To me, it seems unlikely that a List<int> object would ever end up on a call stack under normal circumstances (I'm not considering stackalloc or anything else related to unsafe contexts btw.). Remember that List<T> is a reference type: While it's possible, and perhaps quite likely, that the reference to the actual object ends up on the call stack, most likely the object's data itself won't.

A (perhaps naïve) implementation of IList<T> that uses fixed-size arrays for item storage, faced with the need to increase its capacity, could dynamically allocate a new, larger array, then copy the contents of the current array over to the new array, then abandon the old array in favor of the new one. That way, all items remain together in one place.

回答7:

Question 1

Lists in C# internally contain arrays.
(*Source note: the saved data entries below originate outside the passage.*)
PR #8007, opened 2024-08-16
Upgrade ant icons to 5.4

normanrz:
Upgrades ant icons to 5.4 matching the version of the main antd package.
Also, ant-icons now use inline svg instead of iconfonts, so we can remove our custom handling of the iconfont.

- [x] Changelog


package.json
```diff
@@ -1,17 +1,14 @@
 {
     "name": "webknossos",
     "license": "AGPL-3.0",
-    "engines":
```
philippotto, line 4: in another pr, I also had the problem that the package.json was entirely reformatted. later I had annoying merge conflicts in other prs. could you try to undo these changes?
the proper solution will be to update biome and then let it run on package.json, too. the current version will always skip package.json (see https://github.com/biomejs/biome/issues/1668).
updating requires lots of small fixes, though, as biome got smarter. so, this should be a different pr.

PR #2518, opened 2025-09-18
ml-dsa: Add external mu emulator support

zhalvorsen:
This adds support for using external mu to sign and verify in the software emulator. It currently uses a release candidate version of the `ml-dsa` crate because it now supports it. We should use an official release once it is available.


swenson (approved):
LGTM; I'm glad the ml-dsa dependency worked out because we usually have a very hard time with RustCrypto dependencies.

zhalvorsen:
Thanks! Me too, it could have been a nightmare

PR #2523, opened 2025-09-20
[fix] AXI mbox user warm reset fix

mhatrevi:
This update modifies the emulator to reset the MBOX AXI users and their locks during a warm reset. It also enhances the warm reset integration tests to reprogram the AXI users and their locks afterward.


swenson (approved):
LGTM

PR #2525, opened 2025-09-22
Adding REALLOCATE_DPE_CONTEXT_LIMIT command

nquarton:
- Adding command to reallocate contexts between PL0 and PL1
- Fixed off-by-one error for calculating PL0 context limit
- Now consider Caliptra's locality to be PL0 for context limit purposes


drivers/src/persistent.rs
```diff
@@ -292,6 +293,9 @@ pub struct PersistentData {
 
     reserved11: [u8; FMC_ALIAS_CSR_SIZE as usize - size_of::<FmcAliasCsr>()],
 
+    pub dpe_pl0_context_limit: u8,
+    pub dpe_pl1_context_limit: u8,
```
zhalvorsen, line 297: Is there a reason these are tracked separately instead of `dpe_pl1_context_limit` always being `dpe::MAX_HANDLES - dpe_pl0_context_limit`?

runtime/tests/runtime_integration_tests/test_invoke_dpe.rs
```diff
@@ -479,10 +479,9 @@ fn test_fill_max_contexts() {
...
     // 32 contexts = 1 root node +
     //               1 rt_journey auto init) +
-    //               1 (valid pauser at init) +
     //               14 PL0 contexts in loop +
     //               1 PL1 context as transition +
-    //               14 PL1 contexts in loop
+    //               15 PL1 contexts in loop
 
     // Fill PL0 contexts
     for _ in 0..14 {
```
zhalvorsen: Can you add a check after filling the PL0 contexts that adding another one will return an error:

```Rust
    // Trigger failure by trying to derive one more context to PL0
    let _ = execute_dpe_cmd(
        &mut model,
        &mut Command::DeriveContext(&BASE_CMD),
        DpeResult::MboxCmdFailure(CaliptraError::RUNTIME_PL0_USED_DPE_CONTEXT_THRESHOLD_REACHED),
    );
```

runtime/tests/runtime_integration_tests/test_pauser_privilege_levels.rs
```diff
@@ -64,10 +65,10 @@ fn test_pl0_derive_context_dpe_context_thresholds() {
     let mut handle = rotate_ctx_resp.handle;
 
     // Call DeriveContext with PL0 enough times to breach the threshold on the last iteration.
-    // Note that this loop runs exactly PL0_DPE_ACTIVE_CONTEXT_THRESHOLD times. When we initialize
-    // DPE, we measure mailbox valid pausers in pl0_pauser's locality. Thus, we can call derive child
-    // from PL0 exactly 7 times, and the last iteration of this loop, is expected to throw a threshold breached error.
-    let num_iterations = PL0_DPE_ACTIVE_CONTEXT_THRESHOLD;
+    // 2 PL0 contexts are used by default by Caliptra. When we initialize DPE, we measure mailbox valid pausers in pl0_pauser's locality.
+    // The RT Journey measurement also is cointed against PL0's limit. Thus, we can call derive child
```
zhalvorsen:
```suggestion
    // The RT Journey measurement also is counted against PL0's limit. Thus, we can call derive child
```

runtime/tests/runtime_integration_tests/test_reallocate_dpe_context_limits.rs
```diff
@@ -0,0 +1,296 @@
...
+
+    // Trigger failure by trying to derive one more context to PL0
+    let _ = execute_dpe_cmd(
+        model,
+        &mut Command::DeriveContext(&BASE_DERIVE_CONTEXT_CMD),
+        DpeResult::MboxCmdFailure(CaliptraError::RUNTIME_PL0_USED_DPE_CONTEXT_THRESHOLD_REACHED),
+    );
+
+    // Fill PL1 contexts
+    if pl1_limit > 0 {
```
zhalvorsen: When pl1_limit is 0, the for loop will be skipped. Should we remove this if statement?

runtime/tests/runtime_integration_tests/test_reallocate_dpe_context_limits.rs
```diff
@@ -0,0 +1,296 @@
...
+
+    model.mailbox_execute(
+        u32::from(CommandId::REALLOCATE_DPE_CONTEXT_LIMITS),
+        cmd.as_bytes().unwrap(),
+    )
+}
+
+#[test]
+fn test_pl0_pl1_reallocation_range() {
+    for pl0_limit in 2..32 {
```
zhalvorsen: You could use the DPE definition for the maximum number of contexts here. But on the other hand, we are planning to bump that value to 64 for 2.x and it would be nice to see that fail here.

```suggestion
    for pl0_limit in 2..MAX_HANDLES {
```

runtime/tests/runtime_integration_tests/test_reallocate_dpe_context_limits.rs
```diff
@@ -0,0 +1,296 @@
...
+    )
+    .unwrap()
+    .to_bytes()
+    .unwrap();
+    model
+        .mailbox_execute(u32::from(CommandId::FIRMWARE_LOAD), &updated_fw_image)
+        .unwrap();
+
+    // Use the rest of the PL0 contexts
+    // (2 contexts are used by Ccaliptra)
```
zhalvorsen:
```suggestion
    // (2 contexts are used by Caliptra)
```

runtime/tests/runtime_integration_tests/test_invoke_dpe.rs
zhalvorsen: TBH, I wouldn't mind dropping this test and relying on your reallocation tests

drivers/src/persistent.rs
nquarton: Good question. It could be done that way. The only advantage here is this limits where you have to implement calculating the PL1 limit. It's retrieved in more than one place and I thought it was cleaner to just calculate it once when reallocating to maintain a single point of truth.

runtime/tests/runtime_integration_tests/test_invoke_dpe.rs
nquarton: Good point, I removed this test

runtime/tests/runtime_integration_tests/test_pauser_privilege_levels.rs
nquarton: Fixed

runtime/tests/runtime_integration_tests/test_reallocate_dpe_context_limits.rs
nquarton: Good catch. Must have been leftover as I updated this during development.

runtime/tests/runtime_integration_tests/test_reallocate_dpe_context_limits.rs
nquarton: Good call, done

runtime/tests/runtime_integration_tests/test_reallocate_dpe_context_limits.rs
nquarton: Thanks, fixed

drivers/src/persistent.rs
zhalvorsen: Sounds good to me

PR #2526, opened 2025-09-23
hw-model: Add utf8 support

swenson:
Tock uses Unicode characters in utf8 occasionally and our demos might use them to make everything pretty.

This should have no performance impact when using plain ASCII, as the new behavior is only triggered on non-ASCII characters.

Miraculously, the characters used for tests (like `0xff`) are not valid in UTF-8 sequences.


swenson:
Thanks!

PR #2527, opened 2025-09-23
AXI bypass custom test ROM

clundin25:


drivers/test-fw/src/bin/axi_bypass.rs
```diff
@@ -0,0 +1,62 @@
...
+    let soc_ifc = SocIfc::new(unsafe { SocIfcReg::new() });
+    let dma = Dma::default();
+    let mut mbox = unsafe { Mailbox::new(MboxCsr::new()) };
+
+    let caliptra_base = AxiAddr::from(soc_ifc.caliptra_base_axi_addr());
+    let recovery_base = AxiAddr::from(soc_ifc.recovery_interface_base_addr());
+    let mci_base = soc_ifc.mci_base_addr();
+
+    let dma_recovery =
+        DmaRecovery::new(recovery_base, caliptra_base, AxiAddr::from(mci_base), &dma);
```
zhalvorsen: uber nit: Can you make this an AxiAddr from the beginning like the other addresses?
```suggestion
    let mci_base = AxiAddr::from(soc_ifc.mci_base_addr());

    let dma_recovery = DmaRecovery::new(recovery_base, caliptra_base, mci_base, &dma);
```

PR #2528, opened 2025-09-23
[Fix] Restore FMC & RT Firmware Versions on Warm Reset

### LINKED ISSUE #2502: Bug: FMC/RT version is missing after warm reset
caliptra 1.x/2.x

After a warm-reset, the VERSION command does not show the FMC/FW version.

get_version() reads the version from the register which will be cleared by warm-reset. However, the version information in that register is not updated during a warm-reset.

https://github.com/chipsalliance/caliptra-sw/blob/b7195a64c3683076917708c9169db42ee70ec12b/drivers/src/soc_ifc.rs#L357-L363

https://github.com/chipsalliance/caliptra-sw/blob/b7195a64c3683076917708c9169db42ee70ec12b/common/src/fips.rs#L17-L21

mhatrevi:

This is a temporary workaround until the hardware update planned for version 2.2 addresses the issue more robustly.

### DIFF
--- a/rom/dev/tests/rom_integration_tests/test_warm_reset.rs
+++ b/rom/dev/tests/rom_integration_tests/test_warm_reset.rs
@@ -1,15 +1,20 @@
 // Licensed under the Apache-2.0 license
 
-use caliptra_api::SocManager;
-use caliptra_builder::firmware::FMC_WITH_UART;
-use caliptra_builder::firmware::{APP_WITH_UART, ROM_WITH_UART};
-use caliptra_builder::ImageOptions;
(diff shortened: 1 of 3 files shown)


swenson (approved):
LGTM

rusty1968 (approved):

zhalvorsen (approved):

sunguk-bin-fad:
This needs to be applied to the 'main' branch as well.

zhalvorsen:
> This needs to be applied to the 'main' branch as well.

Thanks for the reminder, @nquarton is making this change in https://github.com/chipsalliance/caliptra-sw/pull/2615

PR #2545, opened 2025-09-26
runtime: Avoid immediate save after restore in CM_SHA_UPDATE

swenson:
If CM_SHA_INIT contains more than 128 bytes, then an intermediate hash is generated and restored when starting CM_SHA_UPDATE.

If the CM_SHA_UPDATE does not contain enough data to trigger another block write, then we would try to immediately save the SHA state. In that case, the hardware status would show ready but not valid, so the driver would get into an infinite loop waiting for the save state to be ready.

This addresses this condition by not doing triggering a save if we did not write enough data and instead using the old intermediate hash.

Tested on the FPGA.

### DIFF
--- a/runtime/src/cryptographic_mailbox.rs
+++ b/runtime/src/cryptographic_mailbox.rs
@@ -649,8 +649,8 @@ impl Commands {
 
         context.length = data_len as u32;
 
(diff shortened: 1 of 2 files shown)


swenson:
Thanks!

PR #2546, opened 2025-09-26
fpga: Support FE programming command test

swenson:
The test is disabled in the FPGA for now due to flakiness of booting all the way to runtime, but it has been tested as working and is ready for CI whenever that flakiness is resolved.

To support this command (and probably others) we need to pass in SoC manifest and MCU FW when operating in subsystem mode, otherwise the FPGA subsystem boot flow will fail.

We also need to set the SoC Manifest Max SVN in fuses so that these are routed back to the Caliptra fuse registers.

### DIFF
--- a/runtime/tests/runtime_integration_tests/common.rs
+++ b/runtime/tests/runtime_integration_tests/common.rs
@@ -1,11 +1,13 @@
 // Licensed under the Apache-2.0 license
 
+use crate::test_set_auth_manifest::create_auth_manifest_with_metadata;
 use caliptra_api::{
     mailbox::{GetFmcAliasMlDsa87CertResp, Request},
     SocManager,
 };
-use caliptra_auth_man_types::ImageMetadataFlags;
-use caliptra_auth_man_types::{AuthManifestImageMetadata, AuthorizationManifest};
+use caliptra_auth_man_types::{
+    AuthManifestImageMetadata, AuthorizationManifest, ImageMetadataFlags,
+};
 use caliptra_builder::{
     firmware::{APP_WITH_UART, APP_WITH_UART_FPGA, FMC_WITH_UART},
     FwId, ImageOptions,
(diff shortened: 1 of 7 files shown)


mhatrevi (dismissed):

runtime/tests/runtime_integration_tests/test_fe_programming.rs
```diff
@@ -12,10 +12,17 @@ use caliptra_runtime::RtBootStatus;
 
 #[test]
 fn test_fe_programming_cmd() {
-    let rom = caliptra_builder::rom_for_fw_integration_tests().unwrap();
+    if cfg!(feature = "fpga_realtime") {
```
zhalvorsen: Would it be better to use ignore here? I'm worried someone will run this thinking it is doing something when it isn't

runtime/tests/runtime_integration_tests/common.rs
```diff
@@ -172,6 +170,37 @@ pub fn start_rt_test_pqc_model(
...
+    let init_params = match args.init_params {
+        Some(init_params) => init_params,
+        None => InitParams {
+            rom: &rom,
+            stack_info: Some(StackInfo::new(image_info)),
+            test_sram: args.test_sram,
+            security_state: args.security_state.unwrap_or_default(),
+            ..Default::default()
+        },
+    };
```
zhalvorsen: nit: optional: you could use the same pattern as above and use `unwrap_or` here

```suggestion
    let init_params = args.init_params.unwrap_or(|| InitParams {
        rom: &rom,
        stack_info: Some(StackInfo::new(image_info)),
        test_sram: args.test_sram,
        security_state: args.security_state.unwrap_or_default(),
        ..Default::default()
    });
```

runtime/tests/runtime_integration_tests/test_fe_programming.rs
swenson: I wanted to avoid ignore so that nextest would still be fine.

zhalvorsen: That's a good point, but if we are filtering it with nextest maybe it would be good to let this fail?

zhalvorsen: Or return an error indicating it should never work

swenson: I can move this to an ignore though. I realize nextest should honor the ignore.

swenson: If this test can never work on the core FPGA, I think I'm okay just marking it as ignore in the code.

PR #2547, opened 2025-09-26
Enable disabled ActivateFw and AuthAndStash integ tests

mlvisaya:
Previously all ActivateFw and AuthAndStash integ tests were disabled when testing FPGA.

This was because these integ tests needs an external test SRAM to exchange data with Caliptra. SW emulator is using a SW SRAM which is not available previously in HW.

To work around this, we will be using the MCU MBOX SRAM as a test SRAM to enable these tests.


runtime/tests/runtime_integration_tests/test_activate_firmware.rs
```diff
@@ -90,7 +100,38 @@ fn load_and_authorize_fw(images: &[Image]) -> DefaultHwModel {
...
+
+    #[cfg(feature = "fpga_subsystem")]
+    {
+        println!("locking  MCU mailbox SRAMs");
+        unsafe {
+            let mcu_mbox_exec_ptr = model.mci.ptr.add(0x600018 / 4) as *mut u32;
+            mcu_mbox_exec_ptr.write_volatile(0x1);
+
+            let mcu_mbox_lock_ptr = model.mci.ptr.add(0x600000 / 4) as *mut u32;
+            let _ = mcu_mbox_lock_ptr.read_volatile();
```
zhalvorsen: The order of these should be swapped. In general, it should lock and then write to the execute bit.


```suggestion
            let mcu_mbox_lock_ptr = model.mci.ptr.add(0x600000 / 4) as *mut u32;
            let _ = mcu_mbox_lock_ptr.read_volatile();

            let mcu_mbox_exec_ptr = model.mci.ptr.add(0x600018 / 4) as *mut u32;
            mcu_mbox_exec_ptr.write_volatile(0x1);
```

runtime/tests/runtime_integration_tests/test_activate_firmware.rs
```diff
@@ -90,7 +100,38 @@ fn load_and_authorize_fw(images: &[Image]) -> DefaultHwModel {
...
+            let mcu_mbox_sram_ptr = model.mci.ptr.add(0x400000 / 4) as *mut u32;
+
+            for (count, chunk) in test_sram_contents.chunks(4).enumerate() {
+                let mut word = 0u32;
+                for (i, byte) in chunk.iter().enumerate() {
+                    word |= (*byte as u32) << (i * 8);
+                }
+                mcu_mbox_sram_ptr
+                    .offset(count as isize)
+                    .write_volatile(word);
```
zhalvorsen: This could be simplified with `u32::from_be_bytes`:


```suggestion
                mcu_mbox_sram_ptr
                    .offset(count as isize)
                    .write_volatile(u32::from_be_bytes(chunk.try_into().unwrap());
```

runtime/tests/runtime_integration_tests/test_authorize_and_stash.rs
```diff
@@ -996,6 +1022,71 @@ fn test_authorize_and_stash_after_update_reset_multiple_set_manifest() {
...
+    #[cfg(feature = "fpga_subsystem")]
+    {
+        let staging_address = address.lo as usize - TEST_SRAM_BASE.lo as usize;
+        let mut test_sram_contents = vec![0u8; TEST_SRAM_SIZE];
+        let image_size = data.len();
+        test_sram_contents[staging_address..staging_address + image_size].copy_from_slice(data);
+
+        println!("locking  MCU mailbox SRAMs");
+        unsafe {
+            let mcu_mbox_exec_ptr = model.mci.ptr.add(0x600018 / 4) as *mut u32;
```
zhalvorsen: Same comments as above here. Actually, would you mind combining these into a separate function that can be used in both places?

runtime/tests/runtime_integration_tests/test_activate_firmware.rs
```diff
@@ -143,16 +221,12 @@ fn test_activate_mcu_fw_success() {
...
-        .mailbox_execute(
-            u32::from(CommandId::ACTIVATE_FIRMWARE),
-            activate_cmd.as_bytes().unwrap(),
-        )
+    send_activate_firmware_cmd(&mut model, activate_cmd)
         .unwrap()
         .expect("We should have received a response");
 }
 
+#[cfg(not(feature = "fpga_realtime"))]
```
clundin25: Is this a long term filter? Is this to only run the test for subsystem?

.github/workflows/fpga-subsystem.yml
```diff
@@ -297,6 +297,7 @@ jobs:
               -E 'package(caliptra-image-elf)'
               -E 'package(caliptra-image-types)'
               -E 'package(caliptra-lms-types)'
+              -E 'package(caliptra-runtime) & test(test_activate_firmware::test_activate_fw_id_not_in_manifest) - test(test_activate_firmware::test_activate_invalid_fw_id) - test(test_activate_firmware::test_activate_mcu_fw_success) - test(test_activate_firmware::test_activate_mcu_soc_fw_success) - test(test_activate_firmware::test_activate_soc_fw_success) - test(test_activate_firmware::test_invalid_exec_bit_in_manifest) - test(test_authorize_and_stash::test_authorize_from_load_address) - test(test_authorize_and_stash::test_authorize_from_load_address_incorrect_digest) - test(test_authorize_and_stash::test_authorize_from_staging_address) - test(test_authorize_and_stash::test_authorize_from_staging_address_incorrect_digest)'
```
swenson: The `-` is subtracting the tests out I think?

runtime/tests/runtime_integration_tests/test_authorize_and_stash.rs
```diff
@@ -1008,19 +1099,28 @@ fn test_authorize_from_load_address() {
...
+            lo: TEST_SRAM_BASE.lo,
+            hi: TEST_SRAM_BASE.hi,
         },
         ..Default::default()
-    }];
-    let auth_manifest = create_auth_manifest_with_metadata(image_metadata);
-    let mut model = set_auth_manifest_with_test_sram(Some(auth_manifest), &load_memory_contents);
-
+    };
+    let mcu_image = [0xAAu8; 256];
```
swenson: Could we change these to not all be the same byte? (We've had problems before where got the endianness wrong when feeding to the SHA accelerator, for instance.)

runtime/tests/runtime_integration_tests/test_activate_firmware.rs
mlvisaya: yes, the test can only run on subsystem because fpga_realtime doesn't contain MCU MBOX SRAM HW which this test needs

runtime/tests/runtime_integration_tests/test_activate_firmware.rs
zhalvorsen: @swenson what do you think of pulling the MCU manager into `caliptra-sw` so we can use all of the peripherals? I doubt this is the only place we would use them in this repo. I can do it in a follow on

mlvisaya: Actually the reason why the execute was done first, is to make sure that the lock is released, in case previous tests have not released it (for example due to some failure). For this use case there's actually no use for the execute command other than to release the lock, since we just want to use the SRAM as data storage.

runtime/tests/runtime_integration_tests/test_activate_firmware.rs
clundin25: Hmm I think @swenson has been using the model to check for subsystem to exit early. I think that might be more future proof

runtime/tests/runtime_integration_tests/test_activate_firmware.rs
mlvisaya: good idea

.github/workflows/fpga-subsystem.yml
mlvisaya: yes you're right. i thought it was a separator. i'll correct it.

runtime/tests/runtime_integration_tests/test_authorize_and_stash.rs
mlvisaya: yes i can modify it to an increasing integer values.

runtime/tests/runtime_integration_tests/test_authorize_and_stash.rs
mlvisaya: yes i'll put it one function

runtime/tests/runtime_integration_tests/test_activate_firmware.rs
mlvisaya: i think the actual MCU RT FW will exit immediately, but in these tests we just supplied a random mcu image that will be placed in the MCU SRAM, so when it boots up, it will not call the fpga_exit

runtime/tests/runtime_integration_tests/test_activate_firmware.rs
zhalvorsen: Wouldn't you want to write `0` to execute in that scenario so it clears any previously started command?

mlvisaya: yes you're right it should be 0. i'll update it.

swenson (approved):
LGTM

zhalvorsen (approved):

mhatrevi (approved):

PR #2549, opened 2025-09-26
[ci-tools]: Remove Bitstream bucket delete lifecycle

clundin25:
Let's keep object indefinitely until we have a plan for generating new
bitstreams.


swenson (approved):
LGTM

clundin25:
Thanks!

PR #2563, opened 2025-10-01
Enabling Cryptographic Mailbox tests for Subsystem FPGA

mhatrevi:


runtime/tests/runtime_integration_tests/test_cryptographic_mailbox.rs
```diff
@@ -50,7 +50,21 @@ use zerocopy::{FromBytes, IntoBytes};
 
 #[test]
 fn test_status() {
-    let mut model = run_rt_test(RuntimeTestArgs::default());
+    let subsystem_mode = cfg!(feature = "fpga_subsystem");
```
clundin25, line 53: Could this be part of `InitParams::default`? 

Alternatively, could we create a new builder function for `InitParams` that handles this logic? E.g. `InitParams::default_with_subsystem`

mhatrevi:
Abandoing as this is fixed by other changes.

PR #2579, opened 2025-10-02
emulator: Add OCP LOCK fuse registers

swenson:
These are needed for MCU to boot in 2.1 since it writes to these fuses during its boot up.


swenson:
Thanks!

zhalvorsen (approved):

List refers to a location on the heap, and in that location is an array storing all the values. So the values are stored on the heap. Same goes for arrays if it's part of a class.

Question 2

The stack is continuous, so pushing another int on the stack will mean that it's memory address is the location of the previous int + 4. The way Lists work when you adding items is that they create an array larger than what you need. When you reach the length of the array, there's an algorithm that creates a larger array and copies the current values over.

Another thing that may interest you are linked lists. Linked lists don't work with arrays internally, instead they work with nodes. Each node contains data and the location of the next node in the list. A doubly linked list contains nodes with all that and the location of the previous node in the list.